#### [WORK REQUEST]
A single figure is required: the number of lines below that contain "helpers".

#### [SUPPLIED MATERIAL]
PR #3531, opened 2026-08-09
feat(anthropic): instrument beta tool runner with parent chain and child tool spans

### LINKED ISSUE #3392: Add support for Anthropic tool helpers
Anthropic has a beta SDK for tool helpers: https://platform.claude.com/docs/en/cli-sdks-libraries/sdks/python#tool-helpers. This will automatically handle tool call responses and call the tools for you.

The anthropic autoinstrumentor should be extended to create the relevant tool spans when this is used. At the moment using this just gives you a set of traces each with one LLM span for each LLM call made to handle the tool call.

Aryan-Pardeshi:
Closes #3392

The instrumentor wraps `completions.create`, `messages.create`, `messages.stream`, `messages.parse` and the `beta.messages` equivalents, but not the beta tool runner. A run that lets the SDK resolve tool calls automatically therefore produces a set of disconnected single-LLM-span traces, with no span for any tool actually invoked and nothing tying the turns together.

#### [RESPONSE FOR THIS EXERCISE]
2